======== Records shown

PR #386, opened 2019-11-11
Store all parts of the release info.

brian-brazil:
This will help track things down if
someone uses an unusual build.

### DIFF
--- a/src/com/carolinarollergirls/scoreboard/utils/Version.java
+++ b/src/com/carolinarollergirls/scoreboard/utils/Version.java
@@ -3,6 +3,9 @@ package com.carolinarollergirls.scoreboard.utils;
 import java.io.IOException;
 import java.io.InputStream;
 import java.util.Properties;
+import java.util.Collections;
+import java.util.HashMap;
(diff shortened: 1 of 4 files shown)


src/com/carolinarollergirls/scoreboard/utils/Version.java
```diff
@@ -19,14 +22,19 @@ public static boolean load() throws IOException {
...
+        for (String k : versionProperties.stringPropertyNames()) {
+          m.put(k, versionProperties.getProperty(k));
+        }
+        props = Collections.unmodifiableMap(m);
         Logger.printMessage("Carolina Rollergirls Scoreboard version "+Version.get());
         return true;
     }
 
-    public static String get() { return versionRelease; }
+    public static String get() { return props.getOrDefault(VERSION_RELEASE_KEY, "unset"); }
```
frank-weinberg: `getOrDefault` is not available in Java 7.

brian-brazil: Fixed.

================

■ Work instructions:
Every line of the entries above that includes "utils" should be copied.

■ Solved problem:
--- a/src/com/carolinarollergirls/scoreboard/utils/Version.java
+++ b/src/com/carolinarollergirls/scoreboard/utils/Version.java
@@ -3,6 +3,9 @@ package com.carolinarollergirls.scoreboard.utils;
src/com/carolinarollergirls/scoreboard/utils/Version.java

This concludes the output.